Because coercion - forcing people to do things - is so much at the core of the state structuring of society it becomes easier for the petty or the highly organised thief to rationalise his or her actions by comparing them to the morality of the state and recognising that even greater crimes are being committed by those who are called leaders but are in fact self-interested rulers. When the Mafia demands protection money from a restaurant they are doing just what the taxman does, and may in some cases be giving better service for it and demanding less.

When a lawbreaker bribes a policeman, as can happen all over the world, they acknowledge that they both operate within the same flawed moral framework. When a businessman bribes a politician in order to generate unfair preferential legislation, they are being enticed into dishonesty by the coercive facilities of the state. Waste, corruption and inefficiency on many levels continually permeate state and state related activities - what does this tell us about the mechanism they are using?

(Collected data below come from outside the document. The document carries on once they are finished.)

PR #5748, opened 2024-04-26
Add index to checksum

bisgaard-itis:
## What do these changes do?
- As pointed out by @sanderegg we should probably also index checksum

## Related issue/s

## Dev-ops checklist


matusdrobuliak66 (approved):
:+1: Based on which query?

bisgaard-itis:
> 👍 Based on which query?

Same as we watched yesterday. You probably already suggested to perform this change yesterday. But for some reason I didn't do it.

pcrespov (approved):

Coercion is, simply, the big divide. With it as the basic enforcing mechanism, society's natural evolution is warped and distorted. Coercion disregards the feedback loop. The state cannot survive without coercion and we cannot successfully evolve with it. As bad as big business can sometimes be, it does not use the coercive mechanism UNLESS it is using the state as its agent.* The basic remit of any business, big or small, is to perceive and deliver products to us that we want. If they spend money seeking to convince us we want that product, then so be it - that money goes into society's pockets too and is ultimately redistributed among us. It pays for most of our newspapers, TV and radio. If we pay for a product from business and it is a bummer we are not coerced into buying it again next week and the month after and the year after that until, at election time, we get the big opportunity to choose another supplier for that same product that we do not want.

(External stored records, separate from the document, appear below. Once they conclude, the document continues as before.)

PR #5749, opened 2024-04-26
✨ Add profiling middleware to simcore services

bisgaard-itis:
## What do these changes do?

- Move existing profiling middleware from `api-server` to `service_lib[fastapi]`
- Implement profiling middleware for aiohttp services.
- Enable profiling middleware in debug mode (local deployment) and on master for the following services:
  - storage
  - webserver 
  - catalog
  - dynamic-scheduler
  - director-v2
- The following PR ensures will enable these features in master deployments: https://git.speag.com/oSparc/osparc-ops-deployment-configuration/-/merge_requests/567
## Related issue/s

## How to test
1. run `make build-devel && make up-devel`
3. In portainer, find the port on which `storage` is exposed.
4. To profile the endpoint `GET /v0/status` in storage, run the following in bash:
```bash
curl -G 127.0.0.1:<storage port>/v0/status -H 'x-profile: true' | jq .profile -r
```

Here's an example of what that produces:
image

## Dev-ops checklist


packages/service-library/src/servicelib/_utils_profiling_middleware.py
```diff
@@ -0,0 +1,24 @@
...
+def check_response_headers(
+    response_headers: dict[bytes, bytes]
+) -> list[tuple[bytes, bytes]]:
+    original_content_type: str = response_headers[b"content-type"].decode()
+    assert original_content_type in {
+        "application/x-ndjson",
+        "application/json",
+    }  # nosec
+    headers: dict = {}
+    headers[b"content-type"] = b"application/x-ndjson"
```
pcrespov, line 23: - Let's extend and reuse these constants from [servicelib.mimetype_constants](https://github.com/itisfoundation/osparc-simcore/blob/fed9486caf5b2b19e1379c7f912e7a5b56da1507/packages/service-library/src/servicelib/mimetype_constants.py)

packages/service-library/src/servicelib/aiohttp/profiler_middleware.py
```diff
@@ -0,0 +1,42 @@
...
+        profiler: Profiler | None = None
+        if request.headers.get(f"x-profile-{app_name}") is not None:
+            profiler = Profiler(async_mode="enabled")
+            profiler.start()
+
+        response = await handler(request)
+
+        if profiler is None:
+            return response
+        if response.content_type != "application/json":
```
pcrespov, line 20: use servicelib.mimetype_constants

packages/service-library/src/servicelib/aiohttp/profiler_middleware.py
```diff
@@ -0,0 +1,42 @@
...
+            return StreamResponse(
```
pcrespov, line 21: TIP: When it comes to error responses in aiohttp you can use the corresponding exception `web.HTTPInternalError`. Note that these exceptgions are **also** inherited from `Response`. SE https://docs.aiohttp.org/en/latest/web_exceptions.html

services/api-server/src/simcore_service_api_server/core/application.py
```diff
@@ -120,10 +120,10 @@ def init_app(settings: ApplicationSettings | None = None) -> FastAPI:
             add_oec_to_message=True,
         ),
     )
-    if settings.API_SERVER_DEV_FEATURES_ENABLED:
-        from ._profiler_middleware import ApiServerProfilerMiddleware
+    if settings.API_SERVER_PROFILING_MIDDLEWARE_ENABLED:
+        from servicelib.fastapi.profiler_middleware import ProfilerMiddleware
 
-        app.add_middleware(ApiServerProfilerMiddleware)
+        app.add_middleware(ProfilerMiddleware, app_name="api-server")
```
pcrespov, line 126: don't we have a constant for "api-server"? something like  `_meta.APP_NAME` ?
I would use it everywhere

services/catalog/src/simcore_service_catalog/core/application.py
```diff
@@ -67,6 +67,11 @@ def init_app(settings: ApplicationSettings | None = None) -> FastAPI:
     if app.state.settings.CATALOG_PROMETHEUS_INSTRUMENTATION_ENABLED:
         setup_prometheus_instrumentation(app)
 
+    if app.state.settings.CATALOG_PROFILING_MIDDLEWARE_ENABLED:
+        from servicelib.fastapi.profiler_middleware import ProfilerMiddleware
```
pcrespov, line 71: why internal import?

pcrespov (approved):
thx. Left some suggestions

wvangeit (approved):
Thx

packages/service-library/src/servicelib/aiohttp/profiler_middleware.py
sanderegg: and you should raise them

services/storage/src/simcore_service_storage/application.py
```diff
@@ -72,6 +72,11 @@ def create(settings: Settings) -> web.Application:
 
     app.middlewares.append(dsm_exception_handler)
 
+    if settings.STORAGE_PROFILING_MIDDLEWARE_ENABLED:
+        from servicelib.aiohttp.profiler_middleware import create_profiling_middleware
```
sanderegg, line 76: Q: why is this import here? is it really needed?

services/storage/src/simcore_service_storage/settings.py
```diff
@@ -26,6 +26,7 @@ class Settings(BaseCustomSettings, MixinLoggingSettings):
     )
 
     STORAGE_MONITORING_ENABLED: bool = False
+    STORAGE_PROFILING_MIDDLEWARE_ENABLED: bool = False
```
sanderegg, line 29: Suggestion: Just STORAGE_PROFILING ?
that we use a middleware or anything else is not really needed right?

sanderegg (approved):
Very nice thanks!
I would just rename all these ENV variable to not contain the MIDDLEWARE part.

packages/service-library/src/servicelib/_utils_profiling_middleware.py
bisgaard-itis: very good point. will do

packages/service-library/src/servicelib/aiohttp/profiler_middleware.py
bisgaard-itis: Very good point. Thanks

packages/service-library/src/servicelib/aiohttp/profiler_middleware.py
bisgaard-itis: Thanks, very good point. This has been corrected

services/storage/src/simcore_service_storage/settings.py
bisgaard-itis: Very good point. I have performed this change for all the env vars

services/catalog/src/simcore_service_catalog/core/application.py
bisgaard-itis: Yep, good point. This made sense back when I added it to the api-server, but no longer. So I have changed this.

services/storage/src/simcore_service_storage/application.py
bisgaard-itis: Yes, I just did because it made sense back when I originally added this to the api-server. I have changed.

services/api-server/src/simcore_service_api_server/core/application.py
bisgaard-itis: Yep, good point. I will adjust

matusdrobuliak66 (approved):
:1st_place_medal:

packages/service-library/src/servicelib/_utils_profiling_middleware.py
```diff
@@ -0,0 +1,29 @@
...
+from servicelib.mimetype_constants import (
+    MIMETYPE_APPLICATION_JSON,
+    MIMETYPE_APPLICATION_ND_JSON,
+)
+
+
+def append_profile(body: str, profile: str) -> str:
+    try:
+        json.loads(body)
+        body += "\n" if not body.endswith("\n") else ""
```
mrnicegyu11, line 12: assuring trailing newlines 😍

packages/service-library/src/servicelib/aiohttp/profiler_middleware.py
```diff
@@ -0,0 +1,41 @@
...
+        profiler = Profiler(async_mode="enabled")
+        profiler.start()
+
+    response = await handler(request)
+
+    if profiler is None:
+        return response
+    if response.content_type != MIMETYPE_APPLICATION_JSON:
+        raise HTTPInternalServerError(
+            reason=f"Profiling middleware is not compatible with {response.content_type=}",
```
mrnicegyu11, line 24: q for my learning: what does the `=` do here?

packages/service-library/src/servicelib/mimetype_constants.py
```diff
@@ -12,6 +12,7 @@
 # NOTE: mimetypes (https://docs.python.org/3/library/mimetypes.html) is already a module in python
 
 MIMETYPE_APPLICATION_JSON: Final[str] = "application/json"
+MIMETYPE_APPLICATION_ND_JSON: Final[str] = "application/x-ndjson"
```
mrnicegyu11, line 15: what does the "nd" refer to?

services/docker-compose.devel.yml
```diff
@@ -11,6 +11,7 @@ services:
       - SC_BOOT_MODE=debug
       - LOG_LEVEL=DEBUG
       - DEBUG=true
+      - API_SERVER_PROFILING=${API_SERVER_PROFILING:-0}
```
mrnicegyu11, line 14: Please avoid defaults as a rule of thumb, at the size of oSparc it is easy to get lost in defaults and the many places they might be defined in. That can turn debugging into a nightmare. It is better to require/provide a long but comprehensive config(file) and fail gracefully otherwise, if settings aren't defined.  You can use the `.env-devel` and `repo.config` for this.

These are at least my 2cents...

mrnicegyu11 (approved):
Very nice, concise and readable.

packages/service-library/src/servicelib/aiohttp/profiler_middleware.py
bisgaard-itis: When putting `=` after a variable the variables name will be added in the string. So if `myvar=42` then `f"{myvar=}"` will resolve to `"myvar=42"`

packages/service-library/src/servicelib/mimetype_constants.py
bisgaard-itis: New line delimited json. That's a format where every line is a json object. Its an extremely nice format e.g. for logging stuff which has to be machine-readable. https://jsonlines.org/
We use it e.g. when streaming the solver logs to Manuel. Each log is wrapped in a json object and streamed down as a single line.

services/docker-compose.devel.yml
bisgaard-itis: So you mean that you prefer I set a value for these env vars in all `repo.config` files? My reason for doing it like this is that this env var should take the value `0` on all deployments except the master deployments and the local deployment. So I found this solution simpler. But if you prefer it otherwise then I can change it. But then I guess you would also prefer I don't give this variable a default value in the python code so that pydantic will throw a validation error if the env var is not set, correct?

bisgaard-itis: OK, I will make the settings/envvars compulsary and modify in all the repo.configs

*Unfortunately, an increasing number of corporations do get involved in the processes of the state. See Chapter 20: The State of Business.

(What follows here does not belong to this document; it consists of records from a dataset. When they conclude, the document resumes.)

PR #5760, opened 2024-04-29
🎨 Improve the service startup progress display

jsaq007:
## What do these changes do?
Show pulling size Prefixes and persist decimals - (Optional as default is collapsed)

Screenshot 2024-04-29 at 16 40 13

## Dev-ops checklist


matusdrobuliak66 (approved):

pcrespov (commented):
I have a small observation regarding formatting. Shouldn't you have a small space after the ellipses? For instance, instead of 
```
- Doing something...
```
I would propose
```
- Doing something ...
```

And second. 
Why a size is indicative of progress for "Installing a software"? I can understand that metric in things like "dowloading files" but not in installing software. I know it refers to the size of the image pulled but not every external user knows about this detail. Wouldnt' it make more sense to add a percentage and eventually a tooltip with extra info e.g. software X with v1.2 installed with size ...

pcrespov (commented):
TIP: please change the PRs from DRAFT to READY to review before assigning them

services/static-webserver/client/source/class/osparc/utils/Utils.js
```diff
@@ -552,7 +552,7 @@ qx.Class.define("osparc.utils.Utils", {
       return L > 0.35 ? "#FFF" : "#000";
     },
 
-    bytesToSize: function(bytes, decimals = 2, isPrefixVisible = true) {
+    bytesToSize: function(bytes, decimals = 2, isDecimalColapesed = true) {
```
pcrespov, line 555: MINOR: typo in `isDecimalColapesed` should be `isDecimalColapsed`

sanderegg (approved):
thanks!

jsaq007:
> TIP: please change the PRs from DRAFT to READY to review before assigning them

Sorry it was ready I guess GitHub remembers previous use

odeimaiz (approved):

jsaq007:
> And second. Why a size is indicative of progress for "Installing a software"? I can understand that metric in things like "dowloading files" but not in installing software. I know it refers to the size of the image pulled but not every external user knows about this detail. Wouldnt' it make more sense to add a percentage and eventually a tooltip with extra info e.g. software X with v1.2 installed with size ...

@pcrespov I a personally think this is Okay for the moment but would be up for discussing a better way forward. We now have possibilities if required to break it down further and really show the steps we are going through but there are other factors to consider therefore I decided to leave it a minimum for the moment. If the POs what me to go further in I will do that and perhaps we can discuss some of the finer details?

We must recognise that coercion is not a viable mechanism for change. In the long term it always produces negative results. That we think coercion to be a traditional and natural way to run the world of "men" is a frightening situation. The ingrained and often gratuitous use of coercion by states around the world has, simply, made it easier for individuals to rationalise away their own violent or oppressive behaviour and overcome many of the natural strictures that evolution and society would otherwise place upon us. This is why we must not, in our minds, legitimise coercive behaviour as acceptable despite the fact that our so-called leaders use it as their stock-in-trade. Look into history and see where it got them.
"The end move in politics is always to pick up a gun."

Buckminster Fuller (1895 - 1983)
"An apt and true reply was given to Alexander the Great by a pirate who had been seized. For when that king had asked the man what he meant by keeping hostile possession of the sea, he answered with bold pride. "What thou meanest by seizing the whole earth; but because I do it with a petty ship, I am called a robber, whilst thou who dost it with a great fleet art styled emperor."